What you will do >>
Exactly as written, print each of the entries.

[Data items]
-*-
PR #481, opened 2015-06-16
Made it possible to create tables from the "table name" property widget

### LINKED ISSUE #480: Offer a "create table" option when selecting table in "Insert into table" component dialog

kaspersorensen:
Fixes #480 

image


LosD:
In this step we already have the probably column names and types the user wants, so it should be possible to pre-fill the dialog, which should create a nice user experience

kaspersorensen:
Done :-) Please sign it off if you agree to the solution :)

LosD:
LGTM!

PR #486, opened 2015-06-18
Made labels in the result screen use the hasLabelAdvice interface. 

### LINKED ISSUE #468: Dynamic analyzer name in the analyzer result screen

stefanjanssen:
Fixes #468 . Instead of the previous PR. Three times is a charm or something.

### DIFF
--- a/engine/core/src/main/java/org/datacleaner/util/LabelUtils.java
+++ b/engine/core/src/main/java/org/datacleaner/util/LabelUtils.java
@@ -26,12 +26,15 @@ import java.util.Date;
 
 import org.datacleaner.api.HasLabelAdvice;
 import org.datacleaner.api.InputColumn;
+import org.datacleaner.configuration.DataCleanerConfiguration;
 import org.datacleaner.descriptors.ComponentDescriptor;
+import org.datacleaner.job.AnalysisJob;
 import org.datacleaner.job.AnalyzerJob;
 import org.datacleaner.job.AnyComponentRequirement;
 import org.datacleaner.job.ComponentJob;
 import org.datacleaner.job.ComponentRequirement;
 import org.datacleaner.job.builder.ComponentBuilder;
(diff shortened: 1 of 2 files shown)


engine/core/src/main/java/org/datacleaner/util/LabelUtils.java
```diff
@@ -102,7 +105,19 @@ public static String getLabel(ComponentJob job, boolean includeDescriptorName, b
...
             ComponentDescriptor<?> descriptor = job.getDescriptor();
-            label.append(descriptor.getDisplayName());
+            String baseName = descriptor.getDisplayName();
+            if (ReflectionUtils.is(descriptor.getComponentClass(), HasLabelAdvice.class)) {
+                try {
+                    HasLabelAdvice c = (HasLabelAdvice) descriptor.newInstance();
+                    LifeCycleHelper lch = new LifeCycleHelper((DataCleanerConfiguration) null, (AnalysisJob) null,
+                            false);
+                    lch.assignConfiguredProperties(descriptor, c, job.getConfiguration());
+                    baseName = c.getSuggestedLabel();
```
kaspersorensen: this could return null, so I guess a small addition would be to check that it is not (empty string or) null so that we don't get null-labels

kaspersorensen:
Looks good to me except for the little gotcha wrt. null.

stefanjanssen:
I added a null/empty check.

kaspersorensen:
LGTM!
-*-
Result of this task >>
PR #481, opened 2015-06-16
Made it possible to create tables from the "table name" property widget

### LINKED ISSUE #480: Offer a "create table" option when selecting table in "Insert into table" component dialog

kaspersorensen:
Fixes #480 

image


LosD:
In this step we already have the probably column names and types the user wants, so it should be possible to pre-fill the dialog, which should create a nice user experience

kaspersorensen:
Done :-) Please sign it off if you agree to the solution :)

LosD:
LGTM!

PR #486, opened 2015-06-18
Made labels in the result screen use the hasLabelAdvice interface. 

### LINKED ISSUE #468: Dynamic analyzer name in the analyzer result screen

stefanjanssen:
Fixes #468 . Instead of the previous PR. Three times is a charm or something.

### DIFF
--- a/engine/core/src/main/java/org/datacleaner/util/LabelUtils.java
+++ b/engine/core/src/main/java/org/datacleaner/util/LabelUtils.java
@@ -26,12 +26,15 @@ import java.util.Date;
 
 import org.datacleaner.api.HasLabelAdvice;
 import org.datacleaner.api.InputColumn;
+import org.datacleaner.configuration.DataCleanerConfiguration;
 import org.datacleaner.descriptors.ComponentDescriptor;
+import org.datacleaner.job.AnalysisJob;
 import org.datacleaner.job.AnalyzerJob;
 import org.datacleaner.job.AnyComponentRequirement;
 import org.datacleaner.job.ComponentJob;
 import org.datacleaner.job.ComponentRequirement;
 import org.datacleaner.job.builder.ComponentBuilder;
(diff shortened: 1 of 2 files shown)


engine/core/src/main/java/org/datacleaner/util/LabelUtils.java
```diff
@@ -102,7 +105,19 @@ public static String getLabel(ComponentJob job, boolean includeDescriptorName, b
...
             ComponentDescriptor<?> descriptor = job.getDescriptor();
-            label.append(descriptor.getDisplayName());
+            String baseName = descriptor.getDisplayName();
+            if (ReflectionUtils.is(descriptor.getComponentClass(), HasLabelAdvice.class)) {
+                try {
+                    HasLabelAdvice c = (HasLabelAdvice) descriptor.newInstance();
+                    LifeCycleHelper lch = new LifeCycleHelper((DataCleanerConfiguration) null, (AnalysisJob) null,
+                            false);
+                    lch.assignConfiguredProperties(descriptor, c, job.getConfiguration());
+                    baseName = c.getSuggestedLabel();
```
kaspersorensen: this could return null, so I guess a small addition would be to check that it is not (empty string or) null so that we don't get null-labels

kaspersorensen:
Looks good to me except for the little gotcha wrt. null.

stefanjanssen:
I added a null/empty check.

kaspersorensen:
LGTM!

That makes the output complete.